- Racing silks of Paul Mellon
- Sire: Green Forest
- Grandsire: Shecky Greene
- Dam: Leap Lively
- Damsire: Nijinsky
- Sex: Mare
- Foaled: 9 February 1984
- Died: 10 February 2011 (Aged 27)
- Country: United States
- Colour: Chestnut
- Breeder: Paul Mellon
- Owner: Paul Mellon
- Trainer: Ian Balding
- Record: 8: 5-1-0

Major wins
- Queen Mary Stakes (1986) Cherry Hinton Stakes (1986) Mill Reef Stakes (1986) Irish 1,000 Guineas (1987)

Awards
- Timeform best two-year-old filly (1986) Top-rated European two-year-old filly (1986) Timeform rating: 127 (1986, 1987)

= Forest Flower (horse) =

American-bred Thoroughbred racehorse

Forest Flower (9 February 1984 – 10 February 2011) was an American-bred, British-trained Thoroughbred racehorse and broodmare. In a racing career which lasted from May 1986 until July 1987 she won five of her eight races. She was the outstanding European two-year-old filly of 1986 when she won the Queen Mary Stakes, Cherry Hinton Stakes and Mill Reef Stakes before being controversially disqualified after finishing first in the Cheveley Park Stakes. Her subsequent career was disrupted by poor health, but she won the Irish 1,000 Guineas in 1987. She was retired to stud in 1988 and had limited success as a broodmare before dying in 2011 at the age of twenty-seven.

==Background==
Forest Flower was a chestnut mare with a white blaze bred in Virginia by her owner Paul Mellon. She was an unusually small Thoroughbred standing 14.3 hands high. Forest Flower was one of the first crop of foals sired by Green Forest, a Kentucky-bred, French-trained horse whose wins included the Prix Morny, Grand Critérium, Prix de la Salamandre and Prix du Moulin. Her dam Leap Lively, also bred and owned by Mellon, won the Fillies' Mile in 1980 and finished third to Blue Wind in the following year's Epsom Oaks. Leap Lively also produced Scoop the Gold, the dam of the Blue Grass Stakes winner High Yield.

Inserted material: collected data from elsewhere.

Issue #259, opened 2017-08-06
Movie: Add trailer link


swapagarwal:
Refer the TMDb API documentation.

agiridharan:
Can I help out here? @swapagarwal

swapagarwal:
@agiridharan Sure, go ahead! 😄

jwetzell:
I believe I have done this if no progress has been made.

aviral1701:
@swapagarwal Can I make a PR to close this one quickly?

darthgera123:
is this issue still open?

PR #272, opened 2017-08-17
Added trailer link

agiridharan:
#259

### DIFF
--- a/modules/src/movie.py
+++ b/modules/src/movie.py
@@ -26,18 +26,24 @@ def process(input, entities):
             assert (len(data['results']) > 0)
             tmdb_id = str(data['results'][0]['id'])
             # Make another request to the API using the movie's TMDb ID to get the movie's IMDb ID
-            r = requests.get('https://api.themoviedb.org/3/movie/' + tmdb_id + '?api_key={api_key}&append_to_response=videos', params={
+            r = requests.get('https://api.themoviedb.org/3/movie/' + tmdb_id, params={
                 'api_key': TMDB_API_KEY
             })
             data = r.json()
+            videoRequests = requests.get('https://api.themoviedb.org/3/movie/' + tmdb_id + '/videos', params={
+                'api_key': TMDB_API_KEY
+            })
+            videoData = videoRequests.json()
+            with open('data.txt', 'w') as outfile:
+                json.dump(videoData, outfile)
         template = TextTemplate('Title: ' + data['title'] +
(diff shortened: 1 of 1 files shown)


modules/src/movie.py
```diff
@@ -23,20 +23,18 @@ def process(input, entities):
                 'include_adult': False
             })
             data = r.json()
-
             assert (len(data['results']) > 0)
             tmdb_id = str(data['results'][0]['id'])
-
             # Make another request to the API using the movie's TMDb ID to get the movie's IMDb ID
-            r = requests.get('https://api.themoviedb.org/3/movie/' + tmdb_id, params={
+            r = requests.get('https://api.themoviedb.org/3/movie/' + tmdb_id + '?api_key={api_key}&append_to_response=videos', params={
```
swapagarwal: These should be put in `params`.

modules/src/movie.py
```diff
@@ -23,20 +23,18 @@ def process(input, entities):
...
                 'api_key': TMDB_API_KEY
             })
             data = r.json()
-
         template = TextTemplate('Title: ' + data['title'] +
                                 '\nYear: ' + data['release_date'][:4] +
                                 '\nAverage Rating: ' + str(data['vote_average']) + ' / 10' +
-                                '\nOverview: ' + data['overview'])
+                                '\nOverview: ' + data['overview'] + 
+                                '\nTrailer: https://www.youtube.com/watch?v=' + data['videos']['results'][0]['key'])
```
swapagarwal: Add this as a button.

agiridharan:
Updated the movies.py file

modules/src/movie.py
```diff
@@ -23,23 +23,27 @@ def process(input, entities):
...
             assert (len(data['results']) > 0)
             tmdb_id = str(data['results'][0]['id'])
-
             # Make another request to the API using the movie's TMDb ID to get the movie's IMDb ID
             r = requests.get('https://api.themoviedb.org/3/movie/' + tmdb_id, params={
                 'api_key': TMDB_API_KEY
             })
             data = r.json()
-
+            videoRequests = requests.get('https://api.themoviedb.org/3/movie/' + tmdb_id + '/videos', params={
```
swapagarwal: Why did we move to making a separate call? Does `append_to_response` not solve our use-case?

swapagarwal:
Also, the merge conflict still exists. Can you rebase on current master branch?

swapagarwal:
Closing due to inactivity. Continued in #278

PR #276, opened 2017-08-20
Move spotify token to a folder

azie-ginanjar:
- add tokens folder
- move spotify_token.json to tokens folder
- change SPOTIFY_TOKEN_FILE path on config.py


swapagarwal:
Thanks @azie-ginanjar! 👍

PR #15164, opened 2021-01-18
test: Fix TestLogin.testExpired for pam_pwquality with retry=1

martinpitt:
This test is written with the assumption that trying to change the PAM
password to a bad one will have more than one retry. This isn't the case
on some images that use authselect, such as our centos-8-stream or
rhel-8-* images.

This was previously hacked around in the image *.install scripts [1],
but also hits us in Fedora/RHEL downstream gating tests, which is why
that test is currently skipped [2]. Adjust the PAM config in the test
itself, so that it can run in any testbed, and we can re-enable the test
downstream.

[1] https://github.com/cockpit-project/bots/pull/1555
[2] https://src.fedoraproject.org/rpms/cockpit/blob/917966b/f/tests/run-test.sh#_75


martinpitt:
Triggering additional centos8 test against https://github.com/cockpit-project/bots/pull/1555 . After this lands, I need to backport it to rhel-8.3 branch.

martinpitt:
Ah, [this is not a thing on Debian](https://logs-https-frontdoor.apps.ocp.ci.centos.org/logs/pull-15164-20210118-090348-a2087907-debian-stable/log.html#304)

PR #15165, opened 2021-01-18
pkg/lib: Fixes for eslint

mvollmer:
These things turn up when running "npm run eslint" or "npm run eslint:fix".

### DIFF
--- a/pkg/lib/cockpit-po-plugin.js
+++ b/pkg/lib/cockpit-po-plugin.js
@@ -1,5 +1,6 @@
 const path = require("path");
 const glob = require("glob");
+const fs = require("fs");
 const childProcess = require("child_process");
 const po2json = require('po2json');
 const Jed = require('jed');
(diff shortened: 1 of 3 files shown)


pkg/lib/cockpit-po-plugin.js
```diff
@@ -24,15 +25,17 @@ module.exports = class {
...
+        var statement;
+        var ret = null;
         const plurals = header["plural-forms"];
 
         if (plurals) {
             try {
                 /* Check that the plural forms isn't being sneaky since we build a function here */
                 Jed.PF.parse(plurals);
-            } catch(ex) {
-                fatal("bad plural forms: " + ex.message, 1);
```
mvollmer, line 35: I don't know where `fatal` would come from.  Is it a real thing that we can call?

marusak: It used to be defined in `po/po2json` as:
```
function fatal(message, code) {                                                 
    console.log((filename || "html2po") + ": " + message);                      
    process.exit(code || 1);                                                    
} 
```
See https://github.com/cockpit-project/cockpit/commit/72c180d78848946b939bbab23b063eee246336d8

martinpitt: Oops! Thanks for catching that!

martinpitt (approved):
Thanks for cleaning up after me! :-)

PR #15166, opened 2021-01-18
lib: Fix cockpit-po-plugin instantiation without options

martinpitt:
starter-kit and other projects that just have one webpack have no need
to specify any option. The plugin previously crashed with

    TypeError: Cannot read property 'subdir' of undefined

 in that case. Default to an empty object if options are undefined.


martinpitt:
Marking as release-blocker, so that we can unblock https://github.com/cockpit-project/starter-kit/pull/414 after this Wednesday.

marusak (approved):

Forest Flower was sent to race in England where she was trained by Ian Balding at Kingsclere.

==Racing career==

===1986: two-year-old season===
Forest Flower began her racing career by winning a race over five furlongs at Newbury Racecourse in May. She was then moved up in class for the Group Three Queen Mary Stakes at Royal Ascot on June. She started the 9/4 joint-favourite in a field of thirteen fillies and "sprinted clear" to win impressively by three lengths. In July she was required to carry two pounds more than the Minstrella, who had won the Chesham Stakes at Royal Ascot, in the Cherry Hinton Stakes over six furlongs at Newmarket Racecourse. Ridden by Tony Ives, Forest Flower was headed by the Irish filly, but fought back to win by three-quarters of a length, with the first two pulling seven lengths clear of the other runners. Forest Flower and Minstrella met again, this time at level weights, in the Group One Phoenix Stakes at Phoenix Park Racecourse in August. Ridden by Pat Eddery, Forest Flower finished strongly, but failed to overtake her rival and was beaten a short head.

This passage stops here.